PR #136, opened 2016-02-17
Allow spirv-tools and glslang to live elsewhere.

AWoloszyn:
This allows both spirv-tools and glslang to live in separate source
- - - -
WHAT THE TASK ASKS:
Which lines run from the one containing "Allow spirv-tools and" to the end of the data? Output them exactly, with nothing added.

EXERCISE SOLUTION:
Allow spirv-tools and glslang to live elsewhere.

AWoloszyn:
This allows both spirv-tools and glslang to live in separate source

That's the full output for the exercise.